夫婦のどちらか1人が主債務者になり、もう1人が「連帯保証人」になるか、あるいは「連帯債務者」になるかでタイプが分かれます。後者の連帯債務型は、主にフラット35で扱われています。
収入合算(連帯保証型)
夫婦のどちらか1人が主債務者となって1本の住宅ローンを契約
(もう1人が連帯保証人になる)

| 申込み方法 | 夫婦の収入を合算して住宅ローンを申し込む |
|---|---|
| 住宅ローン控除 | 主債務者のみ利用可能 |
| 団体信用生命保険 | 主債務者のみ加入 |
| 事務手数料など | 1人分 |
| 物件の名義 | 主債務者の名義 |
連帯保証型では、夫婦のどちらかが主債務者に、もう1人が連帯保証人になります。

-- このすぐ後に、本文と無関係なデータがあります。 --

PR #586, opened 2025-02-06
feat: adding support for tailwind 4

ashley-hunter:
## PR Checklist

## PR Type

- [ ] Bugfix
- [X] Feature
- [ ] Build related changes
- [ ] CI related changes

- [ ] accordion
- [ ] alert
- [ ] alert-dialog
- [ ] aspect-ratio
- [ ] avatar
- [ ] badge
- [ ] button
- [ ] calendar
- [ ] card
- [ ] checkbox
- [ ] collapsible
- [ ] combobox
- [ ] command
- [ ] context-menu
- [ ] data-table
- [ ] date-picker
- [ ] dialog
- [ ] dropdown-menu
- [ ] hover-card
- [ ] icon
- [ ] input
- [ ] label
- [ ] menubar
- [ ] navigation-menu
- [ ] pagination
- [ ] popover
- [ ] progress
- [ ] radio-group
- [ ] scroll-area
- [ ] select
- [ ] separator
- [ ] sheet
- [ ] skeleton
- [ ] slider
- [ ] sonner
- [ ] spinner
- [ ] switch
- [ ] table
- [ ] tabs
- [ ] textarea
- [ ] toast
- [ ] toggle
- [ ] tooltip
- [ ] typography

N/A

- [ ] Yes
- [X] No

## Other information

Adding support for Tailwind 4. This adds tailwind version detection to the theme generator and adds the preset import automatically if Tailwind 4 is detected.

### DIFF
--- a/apps/app/src/app/pages/(documentation)/documentation/(ui)/installation.page.ts
+++ b/apps/app/src/app/pages/(documentation)/documentation/(ui)/installation.page.ts
@@ -62,15 +62,14 @@ export const routeMeta: RouteMeta = {
 				also builds on top of angular/cdk. To install it run the following command:
 			</p>
 			<spartan-code class="mt-4" code="npm i @angular/cdk" />
-			<spartan-section-sub-heading id="setting-up-tailwind">Setting up tailwind.config.js</spartan-section-sub-heading>
+			<spartan-section-sub-heading id="setting-up-tailwind">Setup Tailwind</spartan-section-sub-heading>
 			<p class="${hlmP}">
-				You now have to add our spartan-specific configuration to your TailwindCSS setup. To make the setup of your
-				<code class="${hlmCode}">tailwind.config.js</code>
-				as easy as possible, the
+				You now have to add our spartan-specific configuration to your TailwindCSS setup. To make the setup as easy as
+				possible, the
 				<code class="${hlmCode}">&#64;spartan-ng/brain</code>
 				package comes with it own preset.
 			</p>
-			<p class="${hlmP}">Simply add it to the presets array of your config file:</p>
+			<p class="${hlmP}">If you are using Tailwind 3 add the following to your config file:</p>
 			<spartan-cli-tabs
 				language="js"
 				class="mb-6 mt-4"
@@ -106,6 +105,10 @@ module.exports = {
 };
 "
 			/>
+
+			<p class="${hlmP}">If you are using Tailwind 4 add the following import to your global stylesheet:</p>
+
+			<spartan-code class="mt-4" code="@import '@spartan-ng/brain/hlm-tailwind-preset.css';" />
 
 			<spartan-section-sub-heading id="adding-css-vars">Adding CSS variables</spartan-section-sub-heading>
 			<p class="${hlmP}">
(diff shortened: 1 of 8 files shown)


apps/app/src/app/pages/(documentation)/documentation/(ui)/installation.page.ts
```diff
@@ -107,6 +106,10 @@ module.exports = {
 "
 			/>
 
+			<p class="${hlmP}">If you are using Tailwind 4 add the following import to your global stylesheet:</p>
+
+			<spartan-code class="mt-4" code="@import '@spartan-ng/brain/hlm-tailwind-preset.css';" />
```
ajitzero, line 111: That was fast! Such a clean solution :)

I was thinking we could generate this CSS instead - and only if it doesn't exist already - just like we do for our components. That way, if someone strips out hlm styling in favor of their custom styling, we don't need to download this style file along with the brain package.

We could totally look into this with a different PR, if at all.

This also came to my mind only because of [general sentiment/feedback](https://www.reddit.com/r/Angular2/comments/1ihldks/comment/may8m8v/) (frankly, it's just one comment) around users not likely needing to install the brain package either, so having to install it just for some CSS might not go down well. That is an entirely different debate, and I personally like having code centralized in one package. We could maybe even generator the entire brain package locally instead of installing, but that's irrelevant for this PR.

ajitzero (approved):

apps/app/src/app/pages/(documentation)/documentation/(ui)/installation.page.ts
ashley-hunter: Thanks, yes, so there are multiple approaches that could be take here, and I was deliberating between them so thoughts are welcome.

This approach works well for people who are potentially updating to tailwind 4, as the existing variables remain and the names do not change.

We could take the alternative approach which would be to add the Tailwind theme directly to the global stylesheet, the challenges here are:

- If we generate the @theme block in the stylesheet directly, great for new apps, but users who want to upgrade need to do more rework. I guess we could perhaps create a generator to migrate this, but that could be challenging as someone may have custom values, or multiple themes etc...
- Do we support both approaches? In that case our generators become more complex supporting multiple approaches based on a users setup.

住宅ローン控除の利用や、団体信用生命保険の加入ができるのは主債務者のみです。
収入合算(連帯債務型)
夫婦のどちらか1人が主債務者となって1本の住宅ローンを契約
(もう1人が連帯債務者になる)

| 申込み方法 | 夫婦の収入を合算して住宅ローンを申し込む |
|---|---|
| 住宅ローン控除 | 夫婦それぞれが利用可能 |
| 団体信用生命保険 | 基本は主債務者のみ加入だが、フラット35では夫婦それぞれが加入できる |
| 事務手数料など | 1人分 |
| 物件の名義 | 夫婦の共有名義 |
夫婦のどちらかが主債務者に、もう1人が連帯債務者になるのが連帯債務型です。上の連帯保証型とは違い、夫婦それぞれが住宅ローン控除を利用できます。
団体信用生命保険に加入できるのは基本的に主債務者のみですが、フラット35では夫婦で団体信用生命保険に加入できます。
単独ローン・ペアローン・収入合算の特徴比較
| 単独ローン | ペアローン | 収入合算 | ||
|---|---|---|---|---|
| 連帯保証型 | 連帯債務型 | |||
| 契約方法 | 夫婦のどちらか1人が債務者となって1本の住宅ローンを契約 | 夫婦それぞれが債務者となって 計2本の住宅ローンを契約 (お互いの連帯保証人になる) | 夫婦のどちらか1人が主債務者となって1本の住宅ローンを契約 (もう1人が連帯保証人になる) | 夫婦のどちらか1人が主債務者となって1本の住宅ローンを契約 (もう1人が連帯債務者になる) |
| 住宅ローン控除 | 債務者のみ利用可能 | 夫婦それぞれが利用可能 | 主債務者のみ利用可能 | 夫婦それぞれが利用可能 |
| 団体信用生命保険 | 債務者のみ加入 | 夫婦それぞれが加入 | 主債務者のみ加入 | 基本は主債務者のみ加入だが、フラット35では夫婦それぞれが加入できる |
| 事務手数料など | 1人分 | 2人分 | 1人分 | 1人分 |
| 物件の名義 | 債務者の名義 | 夫婦の共有名義 | 主債務者の名義 | 夫婦の共有名義 |
| こんな夫婦に おすすめ | ・夫婦のどちらかが専業主婦(夫)か、扶養内で働いている ・夫婦のどちらかが将来、専業主婦(夫)になる予定がある ・諸費用を抑えたい ・借入額が比較的少ない | ・それぞれに十分な収入があり、将来も働き続けるつもり ・借入額を増やしたい ・夫婦で住宅ローン控除を利用したい ・夫婦で団体信用生命保険に加入したい | ・夫婦間で収入差がある、または将来どちらかの収入が減る可能性がある ・借入額を増やしたい ・諸費用を抑えたい | ・夫婦間で収入差がある、または将来どちらかの収入が減る可能性がある ・借入額を増やしたい ・夫婦で住宅ローン控除を利用したい ・諸費用を抑えたい |
まとめると…
共働きならペアローンも候補の一つ。自分たちに合った借り方を検討しよう

住宅価格の高騰が続く現在、ペアローンはマイホームの予算を増やすための有力な選択肢の一つとなっています。単独ローン・ペアローン・収入合算のそれぞれの特徴を理解して、自分たちに合った借り方を選ぶようにしましょう。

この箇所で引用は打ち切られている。